Assuming you have an RCD in your fusebox the most likely explanation is that the machine has a small leakage to earth. In my experience this is most likely from the heater element. A knowledgeable electrician will be able to check this for you. For example, if there is a current leak when the machine is powered he or she can check this and disconnect internal components one at a time until the culprit is isolated. One further complication is that this condition may only manifest itself under load. I.e. when the element is hot and stressed.

NB I am not suggesting you should try this at home!!!


----------



## Edlockwood

Thanks rob

my main concern was how to deal with somebody who is denying there is a problem when there quite clearly is. I've just spent an unhappy hour reading the various horror stories connected with said establishment.

the easiest thing to do would be to take to another retailer and pay for a repair but it still has 4 months of warranty left and that sticks in the craw somewhat


----------



## cawfee

contact rancilio direct. if the machine has warranty left to run they should be able to point you to someone else to take care of it.


----------



## Wando64

Edlockwood said:


> Thanks rob
> 
> my main concern was how to deal with somebody who is denying there is a problem when there quite clearly is. I've just spent an unhappy hour reading the various horror stories connected with said establishment.
> 
> the easiest thing to do would be to take to another retailer and pay for a repair but it still has 4 months of warranty left and that sticks in the craw somewhat


In fairness if the problem is with the heating element (the most likely scenario) it would have probably been caused by overheating (with low water in the boiler) which is not really covered by any warranty.

I am not sure how anyone would go about proving the real cause one way or another.


----------



## grumpydaddy

Too much current will trip just one circuit protected by an mcb (miniature circuit breaker) Think in terms of everything plugged into all the sockets on that ring main

If the consumer unit (fuse box) has a bigger switch with a button on it (RCD, residual current device) it probably protects a number of the circuits in the house at once.... and if this is tripping then the issue is likely in failing insulation between live and earth.

The third type of protection is an RCBO which is a combination of over current device and residual current device and looks like a breaker on each circuit but each with an extra button.

It should be possible to use a portable appliance tester to check your Silvia, ideally both when hot and when cold.

It is not beyond the realms of possibility that the combination of two pieces of equipment plugged in at the same time are causing the residual current to exceed limits.

It should not be hard to test if this is so.... just plug in to a circuit that is not protected by the same device

The cost of testing might be prohibitive compared to just buying a new heating element.


----------



## Thecatlinux

The two main things that would influence a fault are within in a coffee machine would be 1)Heat 2) water .

heat will cause the expansion of various parts of metal and this may lead to a live part momentarily coming into contact with the chassis.

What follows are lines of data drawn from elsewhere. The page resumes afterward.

PR #242, opened 2019-04-19
BCDA-638 Documentation: add description of credentials

dhgreene:
### Fixes [BCDA-638](https://jira.cms.gov/browse/BCDA-638)
Up to this point we've been distributing long-lived access tokens.  Our auth providers are now ready to use credentials to create short-lived access tokens via `/auth/token`.  The goal of this PR is to document that change in the user guide, encryption walkthrough, and anywhere else needed.

### Proposed changes:
* Publish client ID and client secret instead of a token
* Document new auth steps, including screenshots
* Change terminology (`s/token/credentials/`) where needed

### Change Details
* Inserting screenshots in the encryption walkthrough required re-numbering.  To avoid potential cache issues, the screenshot naming scheme was also changed.
* A typo in the `pip install` instruction was corrected
* Some additional examples were added to the troubleshooting section

### Security Implications
There is a minor change in security: we're publishing credentials for `opensbx` instead of a token.  While no additional access is granted, the credentials allow for a new action (token creation).  This is a planned change, and brings us up to the point we had originally targeted for the release of `opensbx`.

### Acceptance Validation
Screen Shot 2019-04-19 at 2 49 56 PM
Screen Shot 2019-04-19 at 2 50 29 PM
Screen Shot 2019-04-19 at 2 50 41 PM

### Feedback Requested
* Typos, inaccuracies
* Visual distractions (for instance, line wrapping on the client secret and Basic authentication header would be ideal)
* Anything else!
* Note that @epfrankle will be reviewing the edits next sprint

PR #244, opened 2019-04-23
BCDA-1248 Documentation: Semantic links

dhgreene:
### Fixes [BCDA-1248](https://jira.cms.gov/browse/BCDA-1248)
This is a follow-on PR from #242 (BCDA-648), which updated the static site to document using client credentials with the `/auth/token` endpoint.  This PR includes edits suggested by our research team to clarify and increase accessibility.  

### Proposed changes:
- Use full URL's in text (avoid e.g. `/auth/token` in favor of `https://sandbox.bcda.cms.gov/auth/token`)
- Link to meaningful descriptions, not "find stuff **`here`**"

### Security Implications
No additional credentials or PII are exposed, and no additional functionality is documented.

### Acceptance Validation
Full link for tokens
Semantic link for getting token
Use your credentials link

### Feedback Requested
- Do the screenshots above accurately capture the intended changes?
- Are there additional changes that should be included?


epfrankle:
Question on the "getting a token" link - where does that link go now? Is it to obtain credentials? Should that be a first step before "click the authorize button"?

dhgreene:
> Question on the "getting a token" link - where does that link go now? Is it to obtain credentials? 

It goes to the section of the user guide that publishes the credentials.

> Should that be a first step before "click the authorize button"?

The very first step in the "Gathering the tools" section has the same link, asking them to have the credentials ready for a later step.  Either @knollfear or I felt it was important to link again here, at the point the credentials are actually used.  I'm happy to update it again to reduce awkwardness.

knollfear:
> > Question on the "getting a token" link - where does that link go now? Is it to obtain credentials?
> 
> It goes to the section of the user guide that publishes the credentials.
> 
> > Should that be a first step before "click the authorize button"?
> 
> The very first step in the "Gathering the tools" section has the same link, asking them to have the credentials ready for a later step. Either @knollfear or I felt it was important to link again here, at the point the credentials are actually used. @epfrankle I'm happy to update it again to reduce awkwardness.

I know I have been adamantly opposed to opening internal (same domain) links in a new window, however, in this case we want people to pop out, grab something and come back.  I think that might justify opening it in a new window.

dhgreene:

Water or or small droplets (leak) can cause the same effect but would be more noticable,

in in my experience water heating element(s) are more likely to fail rather than get give an intermitant fault.

If when the machine is plugged in and under load heating+pump the fault is non existing , numerous amounts of testing will not be able to find the fault as it is .... Well non existing.

Take the covers off and look at everything and see if you can see anything out of the ordanary, scorching of metal parts,soot deposit s copper splatter bear in mind the tell tale sign may be very small and you may have to be quite forensic in your investigation.


----------



## Edlockwood

Thanks for everybody's input.The pattern tended to be that I would pull a shot having let it warm up for 20mins or so. Once that was done I would flick the steam switch and within a minute or two the whole thing would go off via the RCD.I have been at pains to always replace the water in the boiler after steaming milk because I know how bad it is for the machine to leave it empty and on.It looks like I will have to keep an eye on it and probably get it looked into eventually but I am still a little dismayed that no great effort was made to get to the root cause of the problem when I returned it to Coventry. Even if I had knackered the heating element, it would have been nice to be given the opportunity to have it replaced.Anyway (grr) thanks for all the posts. E


----------



## Wando64

I think Grumpydaddy made a valid suggestion that there might not be a fault as such but your home eclectic system might be overloading. All it needs is a spike and that would trip the safety switch.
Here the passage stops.